[Source data]

PR #44, opened 2018-08-20
Unwrapping videos to a series of JPGs

neworderofjamie:
As videos are kinda annoying to handle (and because OpenCV seems incapable of writing high quality ones) it seemed useful to have an option to unwrap MP4 files and save some subset of the frames to JPG. Also a bonus bugfix - previous we were assuming in several places that whatever was allocating ``ftype`` vector was zeroing the memory.

### DIFF
--- a/tools/unwrapfile/unwrapfile.cc
+++ b/tools/unwrapfile/unwrapfile.cc
@@ -29,8 +29,14 @@ enum class FileType {
     video
 };
 
+void saveMaxQualityJPG(const std::string &filename, const cv::Mat &image)
+{
+    std::vector<int> params{CV_IMWRITE_JPEG_QUALITY, 100};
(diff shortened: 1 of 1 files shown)


alexdewar:
This is def a good idea. And good spot with the bug!

The only suggestion I'd make is that we could think about having maybe another option to save the frames in the same format as we're using for other route databases (using the silly trivial functions in here: https://github.com/BrainsOnBoard/bob_robotics/blob/master/common/image_database.h). At the moment we're saving frames into a separate folder and calling them image_00000.png etc. (note the PNG format). This way it'll be easier to load in a recorded video into e.g. the perfect memory code as a route.

But we don't have to add this now and I'm happy to merge as is if you have other things to do... Otherwise it looks cool!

[/Source data]

# Exercise instructions:
Every entry above has to be returned exactly as written.

# Problem solution:
PR #44, opened 2018-08-20
Unwrapping videos to a series of JPGs

neworderofjamie:
As videos are kinda annoying to handle (and because OpenCV seems incapable of writing high quality ones) it seemed useful to have an option to unwrap MP4 files and save some subset of the frames to JPG. Also a bonus bugfix - previous we were assuming in several places that whatever was allocating ``ftype`` vector was zeroing the memory.

### DIFF
--- a/tools/unwrapfile/unwrapfile.cc
+++ b/tools/unwrapfile/unwrapfile.cc
@@ -29,8 +29,14 @@ enum class FileType {
     video
 };
 
+void saveMaxQualityJPG(const std::string &filename, const cv::Mat &image)
+{
+    std::vector<int> params{CV_IMWRITE_JPEG_QUALITY, 100};
(diff shortened: 1 of 1 files shown)


alexdewar:
This is def a good idea. And good spot with the bug!

The only suggestion I'd make is that we could think about having maybe another option to save the frames in the same format as we're using for other route databases (using the silly trivial functions in here: https://github.com/BrainsOnBoard/bob_robotics/blob/master/common/image_database.h). At the moment we're saving frames into a separate folder and calling them image_00000.png etc. (note the PNG format). This way it'll be easier to load in a recorded video into e.g. the perfect memory code as a route.

But we don't have to add this now and I'm happy to merge as is if you have other things to do... Otherwise it looks cool!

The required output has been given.